Postby prysorra » Sat Mar 15, 2008 9:12 am UTC

SlyReaper wrote:Define "common good" - is that what's good for the nation or good for the world?


Such would be a matter of opinion anyway. The point was that the "common good" needs have the same meaning in both instances.

SlyReaper wrote:Not to mention you have three propositions and zero proofs

http://en.wikipedia.org/wiki/Axiom. I have chosen my terminology poorly.

Patriotism is by societal definition a universally positive attribute. It's like a weeble-wobble toy. The society in question will resettle itself upon a definition is agrees upon. Nothing more, nothing less. I was purposely vague on what these desired "patriotic" characteristics are, as societal ideals are transient, and subject to the mercurial winds of social change.

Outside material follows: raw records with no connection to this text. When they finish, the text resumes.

Issue #175, opened 2022-03-10
[Question] Term name


tinnedkarma:
Right now, the only way to tell terminals apart is using `count`.
Is this an explicit feature you wanted to have? Why not assign a name for each terminal instance?
I feel like I'm missing information when I'm switching between terminal instances (Yes, I can configure `statusline` to add info about my current terminal, but I usually focus my eyes on terminal and not the `statusline`). More so, I like the approach  of telescope.nvim of adding a title at top of each section (probably not called sections).
Would you consider this feature for implementation, or an pull request?

akinsho:
@LuchianMihai so I think this is doable but using the `b:term_title` variable. You can collect the user input using `vim.ui.input` then setting this variable for the terminal. The difficulty will be how to show this name to the user. I'd rather avoid creating complex UI just for this. Either way would be happy to review a PR for this feature if you're willing to work on it

PR #272, opened 2022-07-17
feat: add ToggleTermSetName command

akinsho:
This will allow a terminal to have its name set by the user, which then means it will use this name inside the winbar for that terminal


akinsho:
fixes #175

Issue #278, opened 2022-07-23
[Feature] dynamic width and height for float terminal


xiyaowong:
like `size` , we can pass function to `float_opts.width` `float_opts.height` :)

akinsho:
@xiyaowong please feel free to make a PR for this 🙏🏾 it's not high on my list as I have other things in currently working on

PR #279, opened 2022-07-24
doc: float terminal accepts a function for size

xiyaowong:
close: #278


xiyaowong:
After looking at the source code, because they all use the same function to handle the size, so the feature I needed was originally supported : )

akinsho:
I thought that was likely the case but didn't have time to check, thanks for the docs update

Issue #289, opened 2022-08-08
[Feature idea]: Alternate smart-toggle strategies


rish987:
Hi there! I've been using this plugin for quite a while (it finally got me off of tmux!), and wanted to ask for your opinion on this idea for a new configuration option + set of external utility functions. Currently, when using `:ToggleTerm` without a count, it defaults to "smart-toggling", which has the effect of opening the first unhidden terminal if none are open, and closing open terminals one by one otherwise. However, being a frequent user of `:tcd [directory]`, I would find it more useful for terminals to be opened on a per-tab basis, rather than per-session, and there are probably `:lcd [directory]` users out there who would like to have this effect per-window.

So, I'm proposing that we add a new config option `toggle_strategy` that can be set to `"first"`, `"by_tab"`, or `"by_window"` that lets the user select their preference. And we could expose the utility functions that work under the hood to find the correct terminal to toggle (based on context) so it is easy for the user to define additional commands if they want to toggle sometimes by tab, sometimes by window, sometimes globally, etc.

Of course, this is possible already with some amount of configuration work by the user, but I think explicitly supporting this could make things much easier on their end. And we can take the opportunity to generalize/unify some of the logic in the current implementation.

rish987:
Another smart-toggle helper we could add is one that opens the last-used terminal, which I think could be very useful to avoid having to provide a count before `<C-\>` when possible, though I think we might have to add some state to make this work. Anyways, I wanted to gauge your opinion on #290 before working on this (in a separate PR).

akinsho:
Hi @rish987 

Sorry I haven't spent much time to properly weigh in, I'm generally intrigued by the idea but also concerned about introducing complexity that increases the maintenance burden by either adding complexity to the plugins usage of its code. Ultimately whatever change is added would have to be as minimal as possible in the first instance and more importantly easy to maintain. Ultimately the change sounds good but if it means every future change now has the overhead of considering this I'd be less inclined.

rish987:
Hi, thanks for the input! This should be fairly self-contained I believe, I tried to keep it minimal in #290. Really all that changes is that instead of hard-coding the smart-toggle strategy, we've abstracted this to allow the user to pick one from a set of given strategies (and which defaults to the original "first non-hidden terminal" strategy). It doesn't touch any core aspects of the code, so any PRs not relating to smart-toggling specifically shouldn't have to even consider it.

[...]

PR #290, opened 2022-08-08
feat: context-based toggling

rish987:
Proof-of-concept for #289.


lua/toggleterm.lua
```diff
@@ -321,9 +293,56 @@ function _G.___toggleterm_winbar_click(id)
...
+      -- Re-open the first terminal toggled
+      return terms.get_toggled_id()
+    end
+    return M.get_last_open_term()
+  end,
+
+  -- use a terminal corresponding to the current tabpage handle
+  by_tabpage = function()
+    if not ui.find_open_windows() then
+      return vim.api.nvim_get_current_tabpage()
```
akinsho, line 329: I'm not sure I see how this works? Are you envisioning only one terminal per tab? This won't align with future plans to allow creating multiple terminals per tab

lua/toggleterm.lua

SlyReaper wrote:Is there some kind of vector space we're working with here?


Yes. All human opinion. I am merely defining a subspace of ℝ2 in which they exist as independently distillable attributes.

Or, I can get some sleep. The mathematics of abstract human characteristics and their organization makes me sleepy.

I want candy!


...........

OOOOO

It took me a minute, but remembered AFTER I went to get some candy. Yummy candy.

Those propositions don't overlap. It's not like I'm assuming all three propositions exist in the same euclidean space. o_o.

That way madness lies. As do math-nazi trolls.